PR #1118, opened 2020-12-14
Prevent mobile menu from blocking header elements during animation

SirDaev:
Account: e5c2ff3c4f6886fd7cd87002d83c6aabe48e585ce38026c0df6ea7c517e0f7a4

### DIFF
--- a/src/components/TopNav/TopNav.scss
+++ b/src/components/TopNav/TopNav.scss
@@ -48,7 +48,7 @@ $top-nav-height: 60px;
     background-color: var(--color-bg);
     display: flex;
     flex: 1;
-    height: 60px;
+    height: $top-nav-height;
     position: relative;
     z-index: 3;
   }
--- a/src/components/TopNav/TopNav.scss
+++ b/src/components/TopNav/TopNav.scss
@@ -43,6 +43,16 @@ $top-nav-height: 60px;
     }
   }
 
+  &__left {
+    position: relative;
+    flex: 1;
+    background-color: var(--color-bg);
+    z-index: 3;
+    height: 60px;
+    display: flex;
+    align-items: center;
+  }
+
   &__right {
     align-items: center;
     display: flex;
@@ -61,6 +71,7 @@ $top-nav-height: 60px;
 
     @media (max-width: 992px) {
       display: block;
+      background-color: var(--color-bg);
     }
 
     &__button {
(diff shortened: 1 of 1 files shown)


jamessspanggg:
@SirDaev the linting seems to be failing, I suspect it is due to the CSS linter violations. Can you run `npm run stylelint` locally and push again?

SirDaev:
@jamessspanggg Thanks, I missed that. Should be all set!

src/components/TopNav/TopNav.scss
```diff
@@ -43,6 +43,16 @@ $top-nav-height: 60px;
     }
   }
 
+  &__left {
+    align-items: center;
+    background-color: var(--color-bg);
+    display: flex;
+    flex: 1;
```
jamessspanggg, line 50: Do you need the `flex: 1` here? seem like not affecting anything

src/components/TopNav/TopNav.scss
```diff
@@ -43,6 +43,16 @@ $top-nav-height: 60px;
...
+    height: 60px;
```
jamessspanggg, line 51: can utilise `$top-nav-height` here instead of a magic number

jamessspanggg (commented):
Tested and indeed the mobile menu does not block the header elements. Here are some comments

src/components/TopNav/TopNav.scss
SirDaev: I added `flex: 1` so that the entire drop menu would be covered until it gets below the header. Currently the logo appears to hide the menu as the menu drops, but only because the text content of the current menu items is not as wide as the logo.

Example: (change 'Join the Community!' to 'Join the Community! It is amazing!')

With `flex: 1` the menu item is hidden until below `.TopNav__left`
Screen Shot 2020-12-15 at 8 33 19 AM

Without `flex: 1` the menu item will appear to the right of the logo on its way down.
Screen Shot 2020-12-15 at 8 34 37 AM

Technically this doesn't directly effect "blocking logo and icon", but I saw it as a future-oriented improvement.

src/components/TopNav/TopNav.scss
SirDaev: Good call! I'll make the change.

jamessspanggg (approved):
LGTM 👍🏻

........

→ What is required: Reproduce every record, making sure each one stays exactly the same.

→ Your solution:
PR #1118, opened 2020-12-14
Prevent mobile menu from blocking header elements during animation

SirDaev:
Account: e5c2ff3c4f6886fd7cd87002d83c6aabe48e585ce38026c0df6ea7c517e0f7a4

### DIFF
--- a/src/components/TopNav/TopNav.scss
+++ b/src/components/TopNav/TopNav.scss
@@ -48,7 +48,7 @@ $top-nav-height: 60px;
     background-color: var(--color-bg);
     display: flex;
     flex: 1;
-    height: 60px;
+    height: $top-nav-height;
     position: relative;
     z-index: 3;
   }
--- a/src/components/TopNav/TopNav.scss
+++ b/src/components/TopNav/TopNav.scss
@@ -43,6 +43,16 @@ $top-nav-height: 60px;
     }
   }
 
+  &__left {
+    position: relative;
+    flex: 1;
+    background-color: var(--color-bg);
+    z-index: 3;
+    height: 60px;
+    display: flex;
+    align-items: center;
+  }
+
   &__right {
     align-items: center;
     display: flex;
@@ -61,6 +71,7 @@ $top-nav-height: 60px;
 
     @media (max-width: 992px) {
       display: block;
+      background-color: var(--color-bg);
     }
 
     &__button {
(diff shortened: 1 of 1 files shown)


jamessspanggg:
@SirDaev the linting seems to be failing, I suspect it is due to the CSS linter violations. Can you run `npm run stylelint` locally and push again?

SirDaev:
@jamessspanggg Thanks, I missed that. Should be all set!

src/components/TopNav/TopNav.scss
```diff
@@ -43,6 +43,16 @@ $top-nav-height: 60px;
     }
   }
 
+  &__left {
+    align-items: center;
+    background-color: var(--color-bg);
+    display: flex;
+    flex: 1;
```
jamessspanggg, line 50: Do you need the `flex: 1` here? seem like not affecting anything

src/components/TopNav/TopNav.scss
```diff
@@ -43,6 +43,16 @@ $top-nav-height: 60px;
...
+    height: 60px;
```
jamessspanggg, line 51: can utilise `$top-nav-height` here instead of a magic number

jamessspanggg (commented):
Tested and indeed the mobile menu does not block the header elements. Here are some comments

src/components/TopNav/TopNav.scss
SirDaev: I added `flex: 1` so that the entire drop menu would be covered until it gets below the header. Currently the logo appears to hide the menu as the menu drops, but only because the text content of the current menu items is not as wide as the logo.

Example: (change 'Join the Community!' to 'Join the Community! It is amazing!')

With `flex: 1` the menu item is hidden until below `.TopNav__left`
Screen Shot 2020-12-15 at 8 33 19 AM

Without `flex: 1` the menu item will appear to the right of the logo on its way down.
Screen Shot 2020-12-15 at 8 34 37 AM

Technically this doesn't directly effect "blocking logo and icon", but I saw it as a future-oriented improvement.

src/components/TopNav/TopNav.scss
SirDaev: Good call! I'll make the change.

jamessspanggg (approved):
LGTM 👍🏻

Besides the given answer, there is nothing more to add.